2 Gedanken zu „Quitting: Die Kunst, im richtigen Moment aufzugeben“

  1. Vielen Dank für die Erwähnung meines Blogs. Auch ich folge Andreas seit einer Weile und werde sicher auch beim „Buspenner“ öfter mal vorbeischauen 😀
    LG, Sebastian

  2. Vorhin hatte ich von einem Freund eine Mail bekommen, in der er sich auf das verlinkte Thema bezog. Der erste Gedankenanstoß war der, dass durch Aufgeben auch erhaltendwerte Dinge verloren gehen könnten. So weit so gut. Im Nachtrag kam noch ein Zitat, in dem Aufgeben mit Verlieren gleichgestellt wurde.

    Hmmm. Jetzt arbeiteten wiederum meine Zahnrädchen und ich hatte andere Gedanken dabei. Der Freund hat der Veröffentlichung seiner Mail leider nicht zugestimmt, aber meine Antwort gibt es hier auf die Augen:

    Naja, ich bin mir da nicht so ganz sicher, ob Aufgeben pauschal gleichzusetzen ist mit Verlieren.
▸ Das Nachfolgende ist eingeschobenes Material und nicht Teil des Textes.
PR #31873, opened 2024-11-15
FIX : Default values feature is broken on units field on product create

jyhere:
This fixes the not working default values feature on units fields (weight_units, size_units, etc) when creating a new product

How to reproduce the bug :

Set a new default value (Setup > Default values/filters/sorting) with the following setup :
relative URL : product/card.php
field : weight_units
value : -6
Go to the new product creation page, Weight should be "mg" but is still "kg".

### DIFF
--- a/htdocs/product/card.php
+++ b/htdocs/product/card.php
@@ -1651,7 +1651,7 @@ if (is_object($objcanvas) && $objcanvas->displayCanvasExists($canvasdisplayactio
 					print '<tr><td>'.$langs->trans("Weight").'</td><td>';
 					print img_picto('', 'fa-balance-scale', 'class="pictofixedwidth"');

Ich denke eher dass genau das das Maß unserer Leistungsgesellschaft ist und man sich nur den Wunsch des „normal sein wollens“ damit zu erkaufen versucht. Ich bin ausgestiegen weil es mich kaputt gemacht hat. Keine Leistungsgesellschaft mehr für mich, danke.

    Klingt vielleicht jetzt erst mal etwas doof, aber so empfinde ich das eben, auch aufgrund der Erfahrungen, die ich mit dem Aufgeben gewisser Dinge gemacht habe. Und Du weißt ja dass dieses meinige Aufgeben nicht nur aus freien Stücken entstanden war.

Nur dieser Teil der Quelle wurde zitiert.